DATA IN THIS EXERCISE =
**********

PR #5824, opened 2025-06-11
Keep updated `backAction` lambda

JcMinarro:
### 🎯 Goal
Keep updated `backAction` lambda
Complete: AND-599

### DIFF
--- a/stream-chat-android-compose/src/main/java/io/getstream/chat/android/compose/ui/messages/MessagesScreen.kt
+++ b/stream-chat-android-compose/src/main/java/io/getstream/chat/android/compose/ui/messages/MessagesScreen.kt
@@ -48,6 +48,7 @@ import androidx.compose.runtime.collectAsState
 import androidx.compose.runtime.getValue
 import androidx.compose.runtime.mutableStateOf
 import androidx.compose.runtime.remember
+import androidx.compose.runtime.rememberUpdatedState
 import androidx.compose.runtime.saveable.rememberSaveable
 import androidx.compose.runtime.setValue
 import androidx.compose.ui.Alignment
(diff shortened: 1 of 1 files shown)


VelikovPetar (approved):

stream-chat-android-compose/src/main/java/io/getstream/chat/android/compose/ui/messages/MessagesScreen.kt
```diff
@@ -179,7 +179,12 @@ public fun MessagesScreen(
     }
 
     val isImeVisible = WindowInsets.ime.getBottom(LocalDensity.current) > 0
-    val backAction: BackAction = remember(listViewModel, composerViewModel, attachmentsPickerViewModel) {
+    val backAction: BackAction = remember(
+        listViewModel,
+        composerViewModel,
+        attachmentsPickerViewModel,
+        isImeVisible,
+    ) {
```
andremion: I'm wondering... why do we need to remember that callback?
It is triggered when the user presses the system back button (or uses the gesture).
Am I missing something? 🤔

andremion: What about this?

```kotlin
val isImeVisible by rememberUpdatedState(
    WindowInsets.ime.getBottom(LocalDensity.current) > 0
)

BackHandler {
    val isStartedForThread = listViewModel.isStartedForThread
    val isInThread = listViewModel.isInThread
    val isShowingOverlay = listViewModel.isShowingOverlay

    when {
        isImeVisible -> Unit
        attachmentsPickerViewModel.isShowingAttachments ->
            attachmentsPickerViewModel.changeAttachmentState(false)
        isShowingOverlay -> listViewModel.selectMessage(null)
        isStartedForThread -> onBackPressed()
        isInThread -> {
            listViewModel.leaveThread()
            composerViewModel.leaveThread()
        }
        else -> onBackPressed()
    }
}
```

andremion: `rememberUpdatedState` ensures that `isImeVisible` inside the lambda always has the latest value.

PR #5779, opened 2025-05-16
[AND-421] Message Reminders

VelikovPetar:
### 🎯 Goal
Introduces the "Message Reminders" feature to the low-level client SDK. 
Allows creating/updating/deleting reminders for messages for which the user will be notified in the future, or saving a message as a bookmark (reminder without due date). It also allows querying of existing reminders, for the purpose of building lists where the users could have an overview of all saved messages.

Additionally, it introduces an example in the `Compose` sample app, serving as a guideline on how a reminders screen could be built using the LLC operations.

Specs: https://www.notion.so/stream-wiki/CHA-530-Snooze-message-remind-me-1886a5d7f9f6803abff5c271ad651d22

#### SDK
- Add `ChatClient.createReminder` - operation for creating a new message reminder / saving a message for later
- Add `ChatClient.updateReminder` - operation for updating the due date (`remindAt` time) for an existing reminder
- Add `ChatClient.deleteReminder` - operation for deleting an existing reminder
- Add `ChatClient.queryReminders` - operation for querying existing reminders

- Add `ReminderCreateEvent` - event delivered when a new reminder is created
- Add `ReminderUpdatedEvent` - event delivered when a reminder is updated
- Add `ReminderDeletedEvent` - event delivered when a reminder is deleted
- Add `NotificationReminderDueEvent` - event delivered when a reminder is due

- Add `Message.reminder` field - holds information about the reminder set for the message (stored in DB as well)

**Note: No real offline support is introduced for reminders, since we don't provide any state/UI for the reminders (other than the enhancement of the Message object), and the main functionality of the reminder is a push notification delivered when the reminder is due. We could introduce something like optimistic creations/updates/deletion of the reminders, but I don't think it makes too much sense, as the reminder wouldn't make sense if it is created on the BE after its due date.**

#### Sample App
- Add new side navigation drawer to the `ChannelsActivity` - it is now aligned with the XML sample + provides a new link to the Reminders screen
- Add new "Reminders" screen where the user can filter between `overdue`, `upcoming`, `saved for later`...
- They can delete or change the due date of the reminder by long-pressing the reminder items
- They can create/update reminders directly from the `MessageList` - Ui created by `MessageRemindersComponentFactory`

### 🎨 UI Changes

<table>
<thead>
<tr>
<th>Query Reminders</th>
<th>Create/Edit/Delete</th>
</tr>
</thead>
<tbody>
<tr>
<td>
[...]

PR #5833, opened 2025-06-17
Add support for different types of notifications (and handling for `notification.reminder_due`)

VelikovPetar:
### 🎯 Goal
**Note: This PR targets the feature/message-reminders branch, as a separate change on which the "Message Reminders" depends**
- Extends the SDK logic for handling push notifications of type other than `message.new`.
- Adds specific handling for the `notification.reminder_due` push notification

### 🛠 Implementation details
- Extend the `PayloadValidator` logic to also allow handling of `notification.reminder_due`
- Introduce a new `NotificationType` object defining the supported notification types
- Add new `NotificationHandler.showNotification(type: String, channel: Channel, message: Message)` method accepting the push notification `type`.
- Deprecate the `NotificationHandler.showNotification(channel: Channel, message: Message)`. For backwards compatibility, the new method calls the old deprecated method by default without passing the `type`.
- Introduce a new `MessagingStyleNotificationFactory` which builds the notification objects/ids for the `MessagingStyleNotificationHandler`
- Add default handling for the `notification.reminder_due` PN, showing the title: "You asked me to remind you about this message", and the body: message text. (Follows Slack example)
- Deprecates `io.getstream.chat.android.client.notifications.handler.PushDeviceGenerator` as it is not used (clients should use `PushDeviceGenerator` from the push artifact)

### 🎨 UI Changes

| Reminder notification |
| --- |
|Screenshot_20250617_151357 |

### 🧪 Testing
1. Existing PNs should not be affected and behave the same way 
2. `notification.reminder_due` testing will be covered in the message reminders [PR](https://github.com/GetStream/stream-chat-android/pull/5779)


stream-chat-android-client/src/main/java/io/getstream/chat/android/client/notifications/LoadNotificationDataWorker.kt
```diff
@@ -45,6 +45,7 @@ internal class LoadNotificationDataWorker(
     private val logger by taggedLogger(TAG)
 
     override suspend fun doWork(): Result {
+        val type = inputData.getString(DATA_TYPE)!!
```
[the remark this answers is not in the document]
VelikovPetar: This is intentional. The `LoadNotificationsDataWorker` is always started via the `start`, which ensures that the `DATA_TYPE` is always present. With proper usage, this will never crash.

stream-chat-android-client/src/main/java/io/getstream/chat/android/client/ChatClient.kt
```diff
@@ -4468,7 +4469,10 @@ internal constructor(
         @JvmOverloads
         public fun handlePushMessage(pushMessage: PushMessage) {
             ensureClientInitialized().run {
-                if (!config.notificationConfig.ignorePushMessagesWhenUserOnline || !isSocketConnected()) {
+                val shouldHandle = !config.notificationConfig.ignorePushMessagesWhenUserOnline ||
+                    !isSocketConnected() ||
+                    pushMessage.type == NotificationType.NOTIFICATION_REMINDER_DUE
```
JcMinarro: Why this new type is ignored?

stream-chat-android-client/src/main/java/io/getstream/chat/android/client/notifications/ChatNotifications.kt
```diff
@@ -38,7 +39,7 @@ internal interface ChatNotifications {
     fun onPushMessage(message: PushMessage, pushNotificationReceivedListener: PushNotificationReceivedListener)
     fun onNewMessageEvent(newMessageEvent: NewMessageEvent)
     suspend fun onLogout(flushPersistence: Boolean)
-    fun displayNotification(channel: Channel, message: Message)
+    fun displayNotification(type: String, channel: Channel, message: Message)
```
JcMinarro: Instead of an string defining the type of PN, Why don't we use a sealed class??
It will allow us in the future to provide different data for every PN type without a breaking change

JcMinarro (changes requested):

stream-chat-android-client/src/main/java/io/getstream/chat/android/client/ChatClient.kt
VelikovPetar: I intentionally added this, because I think that we should show this notification, even if the user is online. Mostly because the notification for a due reminder is time sensitive, so I think it makes sense to ensure that it is always shown. 
We could in theory though add a handler for the `notification.reminder_due` web socket event instead, and handle it in `ChatClient`, similar to how we have a handler for the `message.new` web socket event.

stream-chat-android-client/src/main/java/io/getstream/chat/android/client/notifications/ChatNotifications.kt
VelikovPetar: To make sure we are on the same page here: You mean to define something like:

```kotlin
sealed class Notification {
  
  data class NewMessage(val channel: Channel, val message: Message): Notification
  
  data class ReminderDue(val channel: Channel, val message: Message): Notification
  
  // ...Other potential types...
}
```
And then in `ChatNotifications` and in the `NotificationHandler` to instead call:

```kotlin
class ChatNotificationsImpl: ChatNotifications {

  override fun displayNotification(notification: Notification) {
    handler.showNotification(notification)
  }
} 
```

Also, additions to a sealed class could also be considered a breaking change, if we introduce a new child, while a customer is doing:
```kotlin
when (notification) {
  is Notification.MessageNew -> {}
  is Notification.ReminderDue -> {}
}
```

But maybe we could go with a data class, which will hold all the relevant data, such as:
```kotlin
data class Notification(
  val type: String,
  val message: Message,
  val channel: Channel,
)
```

stream-chat-android-client/src/main/java/io/getstream/chat/android/client/ChatClient.kt
JcMinarro: The class `ChatNotifications` already is invoked when a new message is received from the WS to allow our customers to show a notification or not (Maybe depending if they are on the current channel or not), we should follow the same approach.
I know this PN Type is time-sensitive, and just becouse that if the user is connected to the WS we should rely on it instead on the PN that could fail.

stream-chat-android-client/src/main/java/io/getstream/chat/android/client/notifications/ChatNotifications.kt
JcMinarro: The problem by keeping a "single data class" is that it force us to have always the same properties.
Just think on a PN type "Reaction", would be good to have the message where the reaction was added, the channel where the message is present, but we should know Who and Which reaction was added... The information could be inside of the Message itself, but we need to do extra logic to try to identify which reaction was the one we are receiving this PN from.
Instead of that, if this info is received from the PN Payload and mapped to a new `Notification.Reaction` class it would be easier to handle.
```
data class Reaction(val reaction: Reaction, val from: User, val message: Message, val channel: Channel) : Notification
```

stream-chat-android-client/src/main/java/io/getstream/chat/android/client/notifications/handler/ChatNotification.kt
```diff
@@ -0,0 +1,63 @@
...
+
+package io.getstream.chat.android.client.notifications.handler
+
+import io.getstream.chat.android.models.Channel
+import io.getstream.chat.android.models.Message
+
+/**
+ * Represents a chat notification with a specific type.
+ *
+ * @property type The type of the notification.
```
JcMinarro: Do we really need this property?

VelikovPetar: Currently no, but I thought it could be useful to have a reference to the raw type name. But I can remove it if you think it won't be necessary to maintain it.

stream-chat-android-client/src/main/java/io/getstream/chat/android/client/api2/mapping/DomainMapping.kt
```diff
@@ -223,7 +223,8 @@ internal class DomainMapping(
                 restrictedVisibility = emptyList(),
                 reminder = reminder?.toDomain(),
                 extraData = extraData.toMutableMap(),
-        ).let(messageTransformer::transform)}
+            ).let(messageTransformer::transform)
```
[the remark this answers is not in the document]
VelikovPetar: The change is intentional.

stream-chat-android-client/src/main/java/io/getstream/chat/android/client/notifications/handler/ChatNotification.kt
VelikovPetar: https://github.com/GetStream/stream-chat-android/pull/5833/commits/d8a9f2530edb876a8d783ba849e3388ff99b0f89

**********

WORK TASK = Lines of the listing above that contain the word "notificationConfig" must all be copied.

REPLY TO THE EXERCISE =
-                if (!config.notificationConfig.ignorePushMessagesWhenUserOnline || !isSocketConnected()) {
+                val shouldHandle = !config.notificationConfig.ignorePushMessagesWhenUserOnline ||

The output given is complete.